PR #174, opened 2017-05-04
add style to modalbutton's button to match height of container div

osdiab:
**Jira:**
none

**Overview:**
Add 100% height styling to modal button's nested button, so that it matches height of parent. Also adds `nowrap` to `Button` after talking with @mischelle-m , confirming that we shouldn't be having multi-line buttons anyway.

**Screenshots/GIFs:**

NOTE: the real version of the example page used below doesn't actually use the primary type links in an infopanel footer; it's just to illustrate the true size of the buttons.

### Buggy behavior
In a flex parent, the modalbutton is smaller than the rest of them. its wrapping div matches the correct height, but not the child button.

screen shot 2017-05-04 at 10 31 27

### With the fix
screen shot 2017-05-04 at 10 31 41

### With expanded parent height
screen shot 2017-05-04 at 10 31 55

### In its natural documentation habitat
screen shot 2017-05-04 at 10 31 15

**Testing:**
- [ ] Unit tests
- Manual tests:
  - [x] Chrome
  - [ ] Safari
  - [ ] IE10

**Roll Out:**
- Before merging:
  - [ ] Updated docs
- After merging:

### DIFF
--- a/src/Button/Button.less
+++ b/src/Button/Button.less
@@ -34,6 +34,7 @@ a, button {
     font-weight: 600;
     text-decoration: none;
     transition: all 0.25s ease-out;
+    white-space: nowrap;
 
     &[disabled],
     &[disabled]:hover,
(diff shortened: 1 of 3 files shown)


osdiab:
Actually i'm thinking this is not a good change to make, as it makes buttons not their true size in the flex context. Closing.

PR #175, opened 2017-05-05
Vendor in a version of datepicker to fix a bug

cozmo:
React datepicker has a bug - https://github.com/Hacker0x01/react-datepicker/issues/743

There's a PR to fix said bug here - https://github.com/Hacker0x01/react-datepicker/pull/825

Sadly we can't just use that github repo as the source in our `package.json` since there's a build step run before publishing and that repo isn't published. 

Instead I just build the code locally and committed it into components. Hopefully we can revert this soon once the PR gets merged and the fix gets released. Until then this approach seems to work fine.


cozmo:
I tried to roll back to `0.40.0` but it was different enough that it wasn't a drop in replacement (at the very least had to re-skin it as I think some class names changed). This seemed easier.

PR #278, opened 2019-04-01
use reprojection of combined histogram for starplanner instead of cropped cloud

baumanta:
old structure:

crop new cloud -> reproject points (old, combined histogram) -> build new hist and propagated hist -> combined hist -> star_planner (cropped cloud, reprojected points)

new structure:

crop new cloud -> build new hist and propagated hist -> combined hist -> reproject points (combined hist) -> star_planner (reprojected points)

This change allows the star planner to act on a tiny pointcloud (reprojected points of the combined histogram). The cropped cloud does not have to be passed into the starplanner anymore (one less copy) and the calculation per node get much simpler due to the smaller pointcloud it is using.

### DIFF
--- a/local_planner/src/nodes/local_planner.cpp
+++ b/local_planner/src/nodes/local_planner.cpp
@@ -110,7 +110,6 @@ void LocalPlanner::runPlanner() {
 void LocalPlanner::create2DObstacleRepresentation(const bool send_to_fcu) {
   // construct histogram if it is needed
   // or if it is required by the FCU
-  reprojectPoints(polar_histogram_);
   Histogram propagated_histogram = Histogram(2 * ALPHA_RES);
   Histogram new_histogram = Histogram(ALPHA_RES);
   to_fcu_histogram_.setZero();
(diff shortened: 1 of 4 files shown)


baumanta:
flight tests looked fine, no regression

local_planner/src/nodes/local_planner.cpp
```diff
@@ -126,6 +125,9 @@ void LocalPlanner::create2DObstacleRepresentation(const bool send_to_fcu) {
   }
   polar_histogram_ = new_histogram;
 
+  // create 3D points from combined histogram
+  reprojectPoints(polar_histogram_);
```
sunzj: That PR could save lots time in buildLookAheadTree().
However,since reprojectPoints histogram in the current stage,  the function reprojectPoints() should not use last position "position_old_", the reprojected histogram is based on current position.
https://github.com/PX4/avoidance/blob/4a92ae0a6fbfd3d654657808ecfa8c494149bcfa/local_planner/src/nodes/local_planner.cpp#L361-L364.

baumanta: good catch! I missed that one :)

PR #279, opened 2019-04-02
Transform pointclouds parallel

sunzj:
Transforming cloudpoint consume too much time,especially for multi-cameras,
so create threads to transform cloudpoints parallel.

### DIFF
--- a/local_planner/src/nodes/local_planner_node.cpp
+++ b/local_planner/src/nodes/local_planner_node.cpp
@@ -124,6 +124,12 @@ void LocalPlannerNode::initializeCameraSubscribers(
   std::vector<std::string> camera_info(camera_topics.size(), s);
 
   for (size_t i = 0; i < camera_topics.size(); i++) {
+    cameras_[i].trans_ready_mutex_.reset(new std::mutex);
+    cameras_[i].trans_ready_cv_.reset(new std::condition_variable);
+    cameras_[i].cloud_ready_mutex_.reset(new std::mutex);
+    cameras_[i].cloud_ready_cv_.reset(new std::condition_variable);
+    cameras_[i].transformed_ = false;
+
     cameras_[i].pointcloud_sub_ = nh_.subscribe<sensor_msgs::PointCloud2>(
         camera_topics[i], 1,
         boost::bind(&LocalPlannerNode::pointCloudCallback, this, _1, i));
@@ -142,6 +148,8 @@ void LocalPlannerNode::initializeCameraSubscribers(
     cameras_[i].camera_info_sub_ = nh_.subscribe<sensor_msgs::CameraInfo>(
         camera_info[i], 1,
         boost::bind(&LocalPlannerNode::cameraInfoCallback, this, _1, i));
+    cameras_[i].transform_thread_ =
+        std::thread(&LocalPlannerNode::pointCloudTransformThread, this, i);
   }
 }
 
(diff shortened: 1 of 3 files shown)


jkflying:
Hi @sunzj , have you done any benchmarking that you can share with us on how this improves speed? Transforming the cloud is pretty fast (although definitely a slow part of the algorithm), and I just want to make sure the overhead of context switching and running the multiple threads is worth the speed gain.

sunzj:
Hi @jkflying ,i don't know which platform you use, we run it on Qua-core 1.44G platform, it needs about 20ms to transform cloudpoints for one camera. 

The transform is done in updatePlanner(). If don't create threads to transform cloudpoints parallel, updatePlanner() consume about 20ms. With this PR, the function consume less than 1ms.

jkflying:
Thanks for the info! This really tells us where the bottleneck are in your setup.

What sizes are your point clouds? I really don't think the transforms should be so slow, we should investigate that and make it faster, having the processing in a different thread only moves the problem to a different core :slightly_smiling_face:

sunzj:
@jkflying i don't print the size of cloud points , but i test it on the same place, and don't move the drone.

It's not move the problem, it converts serial to parallel to speed up.
    Firstly, updatePlanner() will block path planner, thus cause path planner wait data ready, wast processing time.
    Secondly, when the cloudpoints came out from camera, no module handle/transform it. just wait,until updatePlanner() is called.

local_planner/src/nodes/local_planner_node.cpp
```diff
@@ -153,9 +161,21 @@ size_t LocalPlannerNode::numReceivedClouds() {
   return num_received_clouds;
 }
 
+size_t LocalPlannerNode::numTransformedClouds() {
+  size_t num_transformed_clouds = 0;
+  for (size_t i = 0; i < cameras_.size(); i++) {
+    std::unique_lock<std::mutex> lk(*(cameras_[i].trans_ready_mutex_));
+    cameras_[i].trans_ready_cv_->wait_for(
+        lk, std::chrono::milliseconds(30),
```
jkflying: Having this time hardcoded may cause problems on some systems. Is there some way we can do this without a time delay?

sunzj: For an asynchronous processing,it's common to use a waiting-time threshold to avoid hangup/block.

Since there are two threads,the main thread needs to wait cloudpoints transform thread finish its job. We can't assume it is called at the timing of "transforming just finish" every time. The worst case is: when wait_for is called, "cloudpoints transform thread" begin to transform cloudpoints. In such situation, the result is same as serial version. But if there are multi-cameras, it's still faster.

The hard code waiting-time threshold 30ms seems long. It won't wait such long time unless transform can't finish in 30ms which rarely happens.

jkflying:
Have you flight-tested this yet? 

Also, on what hardware exactly are you running? Something similar to Up Core?

local_planner/src/nodes/local_planner_node.cpp
jkflying: I think the delay is more likely to come from the transform not being available yet due to intermittent communication to the flight controller. But offloading something like that to another thread makes sense, so that the planner thread doesn't have `sleep`s in it.

sunzj:
Yes, i tested outdoor several times,it worked well.

we run it on Intel Qua-core 1.44G with Realsense R200

jkflying:
Great. We'll do some flight tests our side with D435i and the Up Core, also we need to test that it works well with multi-camera.

jkflying:
We tested it and it looked really good, we just need to add the fix for the box-size from yesterday and test again, then I'll be happy to merge this.

jkflying:
Flight testing with increased clipping radius worked really well. I've gone over the code in detail and everything looks correctly protected, each camera is in its own thread, etc, so this is good for merging.

Thanks for the contribution @sunzj!

jkflying:
Just for reference, here are the flight logs from the last test:

https://logs.px4.io/plot_app?log=82d915b0-3421-46f4-a872-584bb944c045
https://logs.px4.io/plot_app?log=a86f3040-ed89-40d5-94a6-305a5748f039

sunzj:
@jkflying Thanks for your test! and I also test with increased box size, the drone react far away from obstacle, it will improve drone's speed.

++++

Problem requirements: Pull out the lines above in which the word "tested" appears.

Solution to the exercise:
Have you flight-tested this yet? 
Yes, i tested outdoor several times,it worked well.
We tested it and it looked really good, we just need to add the fix for the box-size from yesterday and test again, then I'll be happy to merge this.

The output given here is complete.